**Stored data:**
"""

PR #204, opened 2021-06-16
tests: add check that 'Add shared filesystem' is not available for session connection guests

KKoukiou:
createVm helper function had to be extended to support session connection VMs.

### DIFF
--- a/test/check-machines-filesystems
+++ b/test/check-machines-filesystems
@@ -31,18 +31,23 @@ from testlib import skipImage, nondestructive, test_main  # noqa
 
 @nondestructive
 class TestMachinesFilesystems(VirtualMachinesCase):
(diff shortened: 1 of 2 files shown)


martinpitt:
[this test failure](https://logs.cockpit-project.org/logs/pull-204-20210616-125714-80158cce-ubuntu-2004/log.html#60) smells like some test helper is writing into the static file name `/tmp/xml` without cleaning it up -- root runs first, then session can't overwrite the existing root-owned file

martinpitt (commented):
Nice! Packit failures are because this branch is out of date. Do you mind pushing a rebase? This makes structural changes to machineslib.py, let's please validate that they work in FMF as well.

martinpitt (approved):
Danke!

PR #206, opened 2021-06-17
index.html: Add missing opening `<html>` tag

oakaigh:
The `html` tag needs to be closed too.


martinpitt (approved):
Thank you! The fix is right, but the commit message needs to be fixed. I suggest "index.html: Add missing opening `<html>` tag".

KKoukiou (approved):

"""
"""

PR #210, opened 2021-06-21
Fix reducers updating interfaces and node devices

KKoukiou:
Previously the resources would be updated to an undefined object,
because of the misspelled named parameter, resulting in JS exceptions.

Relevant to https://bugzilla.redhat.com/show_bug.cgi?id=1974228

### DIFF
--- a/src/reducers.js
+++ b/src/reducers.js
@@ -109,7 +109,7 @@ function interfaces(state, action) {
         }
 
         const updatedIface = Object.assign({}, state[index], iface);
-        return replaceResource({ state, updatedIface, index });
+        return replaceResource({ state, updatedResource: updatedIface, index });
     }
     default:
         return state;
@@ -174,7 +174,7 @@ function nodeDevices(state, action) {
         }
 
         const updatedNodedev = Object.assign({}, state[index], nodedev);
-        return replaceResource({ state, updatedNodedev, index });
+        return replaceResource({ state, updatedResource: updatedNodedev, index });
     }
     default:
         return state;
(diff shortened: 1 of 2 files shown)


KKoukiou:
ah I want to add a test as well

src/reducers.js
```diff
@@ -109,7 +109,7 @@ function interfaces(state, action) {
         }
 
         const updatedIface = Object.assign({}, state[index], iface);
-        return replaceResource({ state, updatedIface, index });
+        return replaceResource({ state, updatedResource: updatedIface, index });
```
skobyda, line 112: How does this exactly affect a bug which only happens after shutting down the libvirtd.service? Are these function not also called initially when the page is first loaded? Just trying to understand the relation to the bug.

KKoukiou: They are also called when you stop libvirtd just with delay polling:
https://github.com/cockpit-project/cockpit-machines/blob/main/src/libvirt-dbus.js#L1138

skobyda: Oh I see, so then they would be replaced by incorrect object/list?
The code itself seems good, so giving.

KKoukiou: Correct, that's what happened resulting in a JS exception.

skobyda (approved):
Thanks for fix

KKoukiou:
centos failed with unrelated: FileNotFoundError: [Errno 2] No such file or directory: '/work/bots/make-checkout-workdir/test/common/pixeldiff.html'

"""

**What you have to do:**
All lines of the entries above where "also" turns up should be reported.

**Task answer:**
skobyda, line 112: How does this exactly affect a bug which only happens after shutting down the libvirtd.service? Are these function not also called initially when the page is first loaded? Just trying to understand the relation to the bug.
KKoukiou: They are also called when you stop libvirtd just with delay polling:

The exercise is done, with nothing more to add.